Stephen is invisible: he was born that way. He doesn’t know the logistics, just that he can’t see himself, and no one else has ever seen him, either. He knows his invisibility is the result of a curse, but by the time he’s almost sixteen, and his mother (who raised him) is dead, it’s just something he lives with, just how things are. He knows from experience that if he concentrates, he can make himself tangible to others; he knows from experience that his voice, if he speaks, can always be heard. But he doesn’t know anything beyond that, and with his mother gone it seems like he’s unlikely to find out. His dad, who couldn’t deal with the weirdness of it all, lives across the country, but supports Stephen financially. And Stephen, meanwhile, lives in New York City, alone. He does the things a loner kid who isn’t invisible might do: walks in the park, people-watches, goes online, hangs out. But the possibility of interaction isn’t there for him (except online: and typing is hard for him). It’s not there, that is, until Elizabeth moves in down the hall. Stephen sees her in the hall one day, wrestling with a load of shopping bags, and it becomes apparent that she can see him.
So they become friends, and then more-than-friends, and Stephen eventually tells her that he’s invisible (after some awkward moments and jokes from Elizabeth’s younger brother, Laurie, about her imaginary boyfriend) and, oh then eventually Laurie and Elizabeth and Stephen go to a comic shop where they’ve heard there’s a resident witch, who turns out to be a sweet old lady named Millie, who is actually something called a spellseeker: someone who can see curses. Which, it turns out, Elizabeth is, too. Which turns the book from a straightforward-ish teen romance into a quest narrative: Elizabeth and Laurie and Stephen set out to figure out how to break Stephen’s curse, which they can only do by confronting and defeating the person who cast it: who happens to be Stephen’s thoroughly nasty grandfather, who he’s just recently learned about from his dad.

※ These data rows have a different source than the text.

PR #619, opened 2016-07-18
Added elevations & fixed SIDs

eliuuk:
Added elevations for all airports, excluding American airports.

SIDs fixed in Abu Dhabi and Manchester.

A few other fixes also included, such as removal of some duplicate waypoints.


erikquinn:
Merged via 2f25b2d.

Unfortunately, the quest narrative makes things a little more plot-driven than I would like. I liked the characters more than the plot: Stephen and his habit of making up stories about the people he sees; Laurie and his kindness, despite the fact that the world has not always been kind to him (he’s gay, and he and Elizabeth and their mom moved to New York after he was jumped and beaten by six guys at his old school in Minnesota). Partly because of the character vs. plot issue, I liked the contemporary YA romance story better than the magical quest story, though the magical parts do have some good bits: I like the way the whole book is set in NYC, the way that the magical world is overlaid on the normal one: the way that Stephen and Elizabeth start falling for each other at Bethesda Fountain and then the way that Elizabeth practices her spellseeking abilities by looking for curses on a crowded subway car, the way that a normal day in the park turns scary thanks to Stephen’s grandfather’s curses. I like the description of Times Square at night, Stephen invisibly running up “the red-lit staircase at the center” of it, and the description of a stretch of Central Park as a place “where nature draws a canopy over all the city thoughts, leaving you with a deep sense of leaves and light, people passing through and the world staying still” (25, 48).